Pull every line that holds the word "point" from the entries.
Segment Start: Data excerpts
PR #1283, opened 2022-03-15
validate file size and hash after downloading

### LINKED ISSUE #1276: Snapshot download does not verify file size or hash
The JSON contains the hash and the size of the file to download, but it's currently not checked.

The result of `blockchain_worker:do_snap_source_download` should be checked before attempting to load it.

joecaswell:
fixes #1276


src/blockchain_worker.erl
```diff
@@ -1240,17 +1242,24 @@ attempt_fetch_snap_source_snapshot(BaseUrl, #snapshot_info{height = Height, file
...
             end;
+        %% no file? no problem.
+        false -> ok
+    end,
+    case Retry of
+        true ->
+            %% on the first check, try to download or resume the file
+            _ = do_snap_source_download(build_url(BaseUrl, Filename), Filepath),
+            %% we just downloaded, recurse to check size and hash of the new download
+            attempt_fetch_snap_source_snapshot(BaseUrl, SnapInfo#snapshot_info{retry_failure = false});
```
jeffgrunewald, line 1259: i think i'm missing something here; when will this ever succeed if it always retries once on `Retry = true` and then recurses, setting `Retry = false` at which point it throws an error?

jeffgrunewald: it looks to me like you need to be nesting this retry case statement in the main one so you return that `{ok, FilePath}` on the occasions where the file `is_regular` andalso the hashes match

joecaswell: After do_snap_source_download returns, the new snapshot file will stored, so on the retry, it should successfully pass the size and hash check to hit the `{true, true}` branch at https://github.com/helium/blockchain-core/blob/0c1503fe3f63dbf0f645f11da8b92528dbc3ab46/src/blockchain_worker.erl#L1241
If it gets back to this `Retry` case on the second pass, that would mean that the downloaded file was not intact, so this function should throw to break out of the spawn_monitor started here: https://github.com/helium/blockchain-core/blob/0c1503fe3f63dbf0f645f11da8b92528dbc3ab46/src/blockchain_worker.erl#L1241
which will land in the retry attempt at https://github.com/helium/blockchain-core/blob/0c1503fe3f63dbf0f645f11da8b92528dbc3ab46/src/blockchain_worker.erl#L1241

jeffgrunewald: Right, but don’t you need to bind the result of that case statement (the first one beginning on line 1232) as the return value of the function since the blockchain_worker in the spawn_monitor is expecting that to return the ok tuple? Right now it’s not binding the result of that case to anything and then it’s going immediately into the case statement that evaluates the Retry variable which is outside of and at the same level as the first case clause so that should be the last clause of the function and what it ultimately returns, no?

src/blockchain_worker.erl
```diff
@@ -1204,7 +1204,16 @@ set_filename(BaseFilename, true) ->
 set_filename(BaseFilename, false) ->
     BaseFilename.
 
-attempt_fetch_snap_source_snapshot(BaseUrl, #snapshot_info{height = Height, file_hash = Hash,
+attempt_fetch_snap_source_snapshot(BaseUrl, SnapInfo) ->
+    case validate_snapshot_file(SnapInfo) of
+        {ok, Filename} ->
+            {ok, Filename}
+        {invalid, Filename, Filepath ->
```
jeffgrunewald, line 1211:
```suggestion
        {invalid, Filename, Filepath} ->
```

src/blockchain_worker.erl
```diff
@@ -1204,7 +1204,16 @@ set_filename(BaseFilename, true) ->
...
+            _ = do_snap_source_download(build_url(BaseUrl, Filename), Filepath),
+            validate_snapshot_file(SnapInfo)
```
jeffgrunewald, line 1213: this makes sense but i think you need to either do a short recursive loop here and countdown however many download attempts we want to allow or just nest another case statement here and turn a second `{invalid, Filename, Filepath}` into a `throw({error, something_bad})`.

in the main spawn_monitor function where `attempt_fetch_snap_source_snapshot/2` is called this is wrapped inside a `try/catch` and all of the old code paths always resulted in the download being either an `{ok, Filepath}` or `throw` ing some error related to the download. In this case, if something went really bad with retrieving the snap from S3 and we failed on both attempts to validate the snap file the second attempt would return the `invalid` triple which would result in a match exception on 1073

jeffgrunewald, line 1213:
```suggestion
            case validate_snapshot_file(SnapInfo) of
                {ok, Filename} -> {ok, Filename};
                {invalid, _Filepath, _Filename} -> throw({error, invalid_snap_retrieved})
            end
```
something like this seems inelegant but should work assuming we want to limit the number of attempts to validate the snap file to just two

joecaswell: The download attempts are limited to 3 and counted in the blockchain_worker gen_server state.  This function represents a single download attempt.

The 3-tuple return will cause a bad match on `{ok, Filename} = attempt_fetch_snap_source_snapshot(BaseUrl, NewSnapInfo)`.  We could make that more explicit here with `{ok, _} = validate_snapshot_file(SnapInfo)`, or do you think the additional case statement would be better?

jeffgrunewald: i guess the bad match operation will still work here with the `catch` clause, it'll just wrap the `{invalid, Filepath, Filename}` error in an additional `{badmatch, {invalid, Filepath, Filename}}` which should still be pretty clear what's going wrong and where. i still get tripped up by erlang `throw/1` since Elixir has a distinction between control flow with `try/catch` and failure exceptions with `raise/rescue` but under the hood those exceptions are just a special type of `throw`

all that to say, using an explicit `throw/1` when the download is unrecoverable would make the `lager:error` on 1087 and the `exit(Error)` on 1088 _a little_ more to the point but i don't know how useful that actually is.

joecaswell: If I'm reading that right, the sole purpose of the try/catch is to make sure we log _something_ before going back for a retry on 637 or note the exceeded limit on 645

src/blockchain_worker.erl
```diff
@@ -1240,17 +1249,15 @@ attempt_fetch_snap_source_snapshot(BaseUrl, #snapshot_info{height = Height, file
                             lager:info("Already have snapshot file for height ~p with hash ~p", [Height, Hash]),
                             ok = file:write_file(HashStateFile, Hash),
                             {ok, Filepath};
-                        {smaller, _} ->
-                            %% see if this is a a resumable download
-                            _ = do_snap_source_download(build_url(BaseUrl, Filename), Filepath);
                         _ ->
-                            %% file is bigger than it should be, or the hash is wrong, scrap it
+                            %% file size or the hash is wrong, scrap it, 
+                            %% we'll try to resume from the scratch file, if there is one
```
Vagabond, line 1254: I'm not sure this doesn't break download resume?

src/blockchain_worker.erl
```diff
@@ -1204,7 +1204,16 @@ set_filename(BaseFilename, true) ->
...
     BaseFilename.
 
-attempt_fetch_snap_source_snapshot(BaseUrl, #snapshot_info{height = Height, file_hash = Hash,
+attempt_fetch_snap_source_snapshot(BaseUrl, SnapInfo) ->
+    case validate_snapshot_file(SnapInfo) of
+        {ok, Filename} ->
+            {ok, Filename}
+        {invalid, Filename, Filepath} ->
+            _ = do_snap_source_download(build_url(BaseUrl, Filename), Filepath),
+            {ok, _} = validate_snapshot_file(SnapInfo)
```
Vagabond, line 1213: Arguably you can just return the result of `validate_snapshot_file` here and not cause a badmatch?

joecaswell: Works either way, the return value is immediately matched with {ok, Filename} so it would badmatch either way.

src/blockchain_worker.erl
joecaswell: The resume login in do_snap_source_download only considers the .scratch file when checking for a partial download, is there another place to check for issues?

src/blockchain_worker.erl
```diff
@@ -1206,7 +1206,16 @@ set_filename(BaseFilename, true) ->
 set_filename(BaseFilename, false) ->
     BaseFilename.
 
-attempt_fetch_snap_source_snapshot(BaseUrl, #snapshot_info{height = Height, file_hash = Hash,
+attempt_fetch_snap_source_snapshot(BaseUrl, SnapInfo) ->
+    case validate_snapshot_file(SnapInfo) of
+        {ok, Filename} ->
+            {ok, Filename}
```
vihu, line 1212:
```suggestion
            {ok, Filename};
```

PR #1285, opened 2022-03-16
HIP-46: facilitate routing by netid-to-oui

dpezely:
This facilitates functionality that will be required if [HIP-46](https://github.com/helium/HIP/blob/main/0046-lorawan-netid-routing.md) passes:

- Create new chain var, `routers_by_netid_to_oui` that contains sorted list of tuples
- Each tuple associates a NetID to OUI for a roaming partner
- New functionality is primarily contained within State Channel client code


dpezely:
@evanmcc Here's some context, since you've been added as reviewer.  Tests pass for others yet fail on my local system.  Not sure if it's because they're running macos and I'm on Linux.  

e.g., `full_test()` fails for me in `init_per_testcase()` when running via:
```bash
SC_DIR=/tmp/sc/ ./rebar3 ct --suite test/blockchain_state_channel_SUITE --group sc_libp2p --case test_full
```
Once we can get beyond that, there are a few blocks of commented-out code (marked with FIXME) in that same suite, `netid_to_oui_test()` that needs to be finished.  It started life as a copy of `full_test()`.

src/state_channel/blockchain_state_channels_client.erl
```diff
@@ -196,7 +220,13 @@ handle_info(post_init, #state{chain=undefined}=State) ->
...
             {noreply, State};
         Chain ->
-            {noreply, State#state{chain=Chain}}
+            Ledger = blockchain:ledger(Chain),
+            Routers =
+                case blockchain_ledger_v1:config(?routers_by_netid_to_oui, Ledger) of
+                    {ok, Bin} -> binary_to_term(Bin);
+                    _ -> []
+                end,
+            {noreply, State#state{chain=Chain, routers=Routers}}
```
evanmcc, line 229: caching this in the state is fine, but it means that you need to scan incoming blocks (see the add_block event) for var changes and update your local state when that changes.

dpezely: Addressed in commit 0132da3

dpezely:
Within `blockchain_simple_SUITE.erl`, two existing tests are failing for reasons that seem unrelated to the new code: `reload_test()` and `restart_test()`.  Since they're unrelated, I would have approved this PR if GitHub's UI would allow me.  Because I created the initial PR, someone else will have to approve.

test/blockchain_simple_SUITE.erl
```diff
@@ -1343,6 +1345,96 @@ routing_test(Config) ->
...
+    Region = 'US915',
+    Now = erlang:system_time(seconds),
+    %% FIXME: may need to strip "/p2p/1" prefix
+    DefaultRouters = ["/p2p/11w77YQLhgUt8HUJrMtntGGr97RyXmot1ofs5Ct2ELTmbFoYsQa",
+                      "/p2p/11afuQSrmk52mgxLu91AdtDXbJ9wmqWBUxC3hvjejoXkxEZfPvY"],
+
+    %% Send packet using devaddr outside any of our test netids.
+
+    %% FIXME: using Network Byte Order returns entire roaming list, and
+    %% without that crashes `find_routing_via_devaddr' with bad arg.
```
dpezely, line 1399: We can remove these `FIXME` comments.

```suggestion
```

test/blockchain_simple_SUITE.erl
```diff
@@ -1343,6 +1345,96 @@ routing_test(Config) ->
...
+    RoamingRouters =
+        case blockchain_ledger_v1:config(?routers_by_netid_to_oui, Ledger) of
+            {ok, Bin} -> binary_to_term(Bin);
+            _ -> []
+        end,
+    ?assertNotEqual([], RoamingRouters),
+    State = blockchain_state_channels_client:set_routers(RoamingRouters, Chain),
+    Region = 'US915',
+    Now = erlang:system_time(seconds),
+    %% FIXME: may need to strip "/p2p/1" prefix
```
dpezely, line 1392: We can remove these `FIXME` comments.

```suggestion
```

macpie: You could use `libp2p_crypto:generate_keys` (look at Router how it does it) and then use the related `p2p` function to create the p2p address so you don't have to hard code them

dpezely: I went with this after a bit of discovery and based upon our screen-sharing conversation a while back:
```Erlang
DefaultRouters =
        [libp2p_crypto:pubkey_bin_to_p2p(binary:list_to_bin(blockchain_ct_utils:randname(16)))
         || _X <- lists:seq(1, 3)],
```

dpezely:
For anything directly related to `blockchain-core`, my confidence in whether this is complete enough (or at least sufficient for this piece) is far less than with `router` repo.

With that caveat, I think this PR is ready for final review.

TODO: There still needs to be an official means for populating the new chain var, `routers_by_netid_to_oui`.

src/state_channel/blockchain_state_channels_client.erl
```diff
@@ -32,6 +32,7 @@
 -include("blockchain.hrl").
 -include("blockchain_rocks.hrl").
 -include("blockchain_vars.hrl").
+-include("../grpc/autogen/server/state_channel_pb.hrl").
```
Vagabond, line 35: I think there's a better include_lib or something you can do here

dpezely: Fixed in commit 656f5b5d with:
```Erlang
include_lib("grpc/autogen/server/state_channel_pb.hrl").
```

src/state_channel/blockchain_state_channels_client.erl
```diff
@@ -32,6 +32,7 @@
 -include("blockchain.hrl").
 -include("blockchain_rocks.hrl").
 -include("blockchain_vars.hrl").
+-include_lib("grpc/autogen/server/state_channel_pb.hrl").
```
Vagabond, line 35: but this comes from helium_proto, right? why isn't it something like `-include_lib("helium_proto/include/state_channel_pb.hrl").`?

jadeallenx (approved):

jadeallenx:
please squash before merge

dpezely:
Superseded by [PR 1412](https://github.com/helium/blockchain-core/pull/1412)

PR #1287, opened 2022-03-18
filter bad netids from sync targets

evanmcc:
somehow, some bad peers are getting into the peerbook.  we need to fix that issue, but for now at least don't try to sync with them.


jadeallenx (commented):
Will this affect seed nodes selecting peers to gossip with? Or do we simply need to assign seeds a network id so they only gossip with their own network?

jadeallenx (approved):

PR #1291, opened 2022-03-30
assign challenger rewards to validators

jeffgrunewald:
under validator-led challenges, the `poc_challengers` reward type needs to be tagged as being for validators in order to be correctly handled within the map:fold that assigns rewards to accounts. this will require a chain reset.

~~a messier alternative, but would be slightly more backward compatible could be to add a clause such that we attempt to lookup a "gateway" as a validator, failing that as a gateway, and failing _that_ return the accumulator and move on, but that seems more hacky and likely to leave a footgun waiting for us. it might look something like:~~

this is a terrible idea; please disregard

### DIFF
--- a/src/transactions/v2/blockchain_txn_rewards_v2.erl
+++ b/src/transactions/v2/blockchain_txn_rewards_v2.erl
@@ -946,7 +946,7 @@ normalize_challenger_rewards(ChallengerRewards, #{epoch_reward := EpochReward,
         fun(Challenger, Challenged, Acc) ->
             PercentofReward = (Challenged*100/TotalChallenged)/100,
             Amount = erlang:round(PercentofReward * ChallengersReward),
-            maps:put({gateway, poc_challengers, Challenger}, Amount, Acc)
+            maps:put({validator, poc_challengers, Challenger}, Amount, Acc)
         end,
         #{},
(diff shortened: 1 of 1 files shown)


src/transactions/v2/blockchain_txn_rewards_v2.erl
```diff
@@ -946,7 +946,7 @@ normalize_challenger_rewards(ChallengerRewards, #{epoch_reward := EpochReward,
         fun(Challenger, Challenged, Acc) ->
             PercentofReward = (Challenged*100/TotalChallenged)/100,
             Amount = erlang:round(PercentofReward * ChallengersReward),
-            maps:put({gateway, poc_challengers, Challenger}, Amount, Acc)
```
evanmcc, line 949: I'm not sure the right var here, but we need a chain var switch here.

andymck: Chain var is poc_challenger_type,  if value is validator then use validator tagging else use gateway

jeffgrunewald: Done

evanmcc (approved):

andymck (approved):

PR #1294, opened 2022-04-06
validate heartbeat key list length

evanmcc:
- [x] add validator count to ledger
- [x] move len calc to txn util fun
- [x] miner PR to use util fun
- [x] validate using len calc

### DIFF
--- a/src/transactions/v1/blockchain_txn_validator_heartbeat_v1.erl
+++ b/src/transactions/v1/blockchain_txn_validator_heartbeat_v1.erl
@@ -120,6 +120,7 @@ is_valid(Txn, Chain) ->
     TxnHeight = height(Txn),
     {ok, Height} = blockchain_ledger_v1:current_height(Ledger),
     Proposals = poc_key_proposals(Txn),
+    Reactivated = reactivated_gws(Txn),
     case is_valid_sig(Txn) of
         false ->
             {error, bad_signature};
@@ -160,6 +161,19 @@ is_valid(Txn, Chain) ->
                     true -> ok;
                     false ->
                         throw({bad_proposal_length, TargetLen, length(Proposals)})
+                end,
+                ReactivationLimit =
+                    case blockchain_ledger_v1:config(?poc_challenger_type, Ledger) of
+                        {ok, validator} ->
+                            {ok, RL} = blockchain_ledger_v1:config(?validator_hb_reactivation_limit, Ledger),
+                            RL;
+                        _ ->
+                            0
+                    end,
+                case length(Reactivated) =< ReactivationLimit of
+                    true -> ok;
+                    false ->
+                        throw({bad_reactvation_length, ReactivationLimit, length(Reactivated)})
                 end,
                 ok
             catch throw:Cause ->
--- a/src/transactions/v1/blockchain_txn_validator_heartbeat_v1.erl
+++ b/src/transactions/v1/blockchain_txn_validator_heartbeat_v1.erl
@@ -173,7 +173,7 @@ is_valid(Txn, Chain) ->
                 case length(Reactivated) =< ReactivationLimit of
                     true -> ok;
                     false ->
-                        throw({bad_reactvation_length, ReactivationLimit, length(Reactivated)})
+                        throw({bad_reactivation_length, ReactivationLimit, length(Reactivated)})
                 end,
                 ok
             catch throw:Cause ->
--- a/src/transactions/v1/blockchain_txn_validator_heartbeat_v1.erl
+++ b/src/transactions/v1/blockchain_txn_validator_heartbeat_v1.erl
@@ -150,26 +150,20 @@ is_valid(Txn, Chain) ->
                     true -> ok;
                     false -> throw({bad_version, Version})
                 end,
-                TargetLen =
+                {TargetLen, ReactivationLimit} =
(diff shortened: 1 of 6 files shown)


src/transactions/v1/blockchain_txn_validator_heartbeat_v1.erl
```diff
@@ -243,6 +258,16 @@ reactivate_gws(GWAddrs, Height, Ledger) ->
             end
         end, GWAddrs).
 
+proposal_length(Ledger) ->
+    case blockchain_ledger_v1:validator_count(Ledger) of
+        {ok, NumVals} when NumVals > 0 ->
+            {ok, ChallengeRate} = blockchain_ledger_v1:config(?poc_challenge_rate, Ledger),
+            {ok, HBInterval} = blockchain_ledger_v1:config(?validator_liveness_interval, Ledger),
+            round((ChallengeRate / (NumVals * 0.8)) * HBInterval);
```
jeffgrunewald, line 266: where does 0.8 come from?

jeffgrunewald (commented):
so we're going to "wipe" the validator count on each chain var hook and recalculate the number from the staked validators in the ledger and in between these we'll increment and decrement individually as validators join or leave the staking pool?

src/transactions/v1/blockchain_txn_validator_heartbeat_v1.erl
jeffgrunewald: i see the comment in the miner PR; very least i'd port that comment over here but feels like it should be a config or chain var value

andymck: yeah should pull over the comment here...gives some context on the 0.8

andymck: yeah should pull over the comment here...gives some context on the 0.8

src/transactions/v1/blockchain_txn_validator_heartbeat_v1.erl
```diff
@@ -243,6 +258,16 @@ reactivate_gws(GWAddrs, Height, Ledger) ->
             end
         end, GWAddrs).
 
+proposal_length(Ledger) ->
```
andymck, line 261: maybe add specs?

src/transactions/v1/blockchain_txn_vars_v1.erl
```diff
@@ -717,7 +717,23 @@ var_hook(?poc_hexing_type, hex_h3dex, Ledger) ->
 %% we want to clear out the pocs CF
 %% we dont care about its value, if its been
 %% updated then we wipe all POCs
-var_hook(?poc_challenger_type, _, Ledger) ->
+var_hook(?poc_challenger_type, Type, Ledger) ->
+    case Type of
+        validator ->
```
andymck, line 722: why redo val counts upon var change here?

andymck, line 722: why redo val counts upon var change here?

evanmcc: they start to matter here, they don't currently exist in the ledger, so upon activation, we get a solid count. thereafter the activation and deactivation code keeps the number up to date.

src/transactions/v1/blockchain_txn_validator_heartbeat_v1.erl
evanmcc: I'll grab the comment and make the factor a var

src/transactions/v1/blockchain_txn_vars_v1.erl
jeffgrunewald: I would also see this drifting over time, like there were crashes mid-way through incrementing or decrementing the count so this could be a sort of periodic “audit” of the count

src/transactions/v1/blockchain_txn_validator_heartbeat_v1.erl
```diff
@@ -146,6 +150,31 @@ is_valid(Txn, Chain) ->
...
+                        {ok, validator} ->
+                            {ok, RL} = blockchain_ledger_v1:config(?validator_hb_reactivation_limit, Ledger),
+                            RL;
+                        _ ->
+                            0
+                    end,
+                case length(Reactivated) =< ReactivationLimit of
+                    true -> ok;
+                    false ->
+                        throw({bad_reactvation_length, ReactivationLimit, length(Reactivated)})
```
jeffgrunewald, line 176:
```suggestion
                        throw({bad_reactivation_length, ReactivationLimit, length(Reactivated)})
```

src/transactions/v1/blockchain_txn_validator_heartbeat_v1.erl
```diff
@@ -146,6 +150,31 @@ is_valid(Txn, Chain) ->
                     true -> ok;
                     false -> throw({bad_version, Version})
                 end,
+                TargetLen =
+                    case blockchain_ledger_v1:config(?poc_challenger_type, Ledger) of
```
jeffgrunewald, line 154: rather than checking twice in a row if the `?poc_challenger_type` is validator or not does it make more sense to just have a  single
```
case blockchain_ledger_v1:config(?poc_challenger_type, Ledger) of
    {ok, validator} ->
        all of the checks and reactivation validation
    _ -> ok
end
```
Segment End: Data excerpts
Solution for this exercise
jeffgrunewald, line 1259: i think i'm missing something here; when will this ever succeed if it always retries once on `Retry = true` and then recurses, setting `Retry = false` at which point it throws an error?
all that to say, using an explicit `throw/1` when the download is unrecoverable would make the `lager:error` on 1087 and the `exit(Error)` on 1088 _a little_ more to the point but i don't know how useful that actually is.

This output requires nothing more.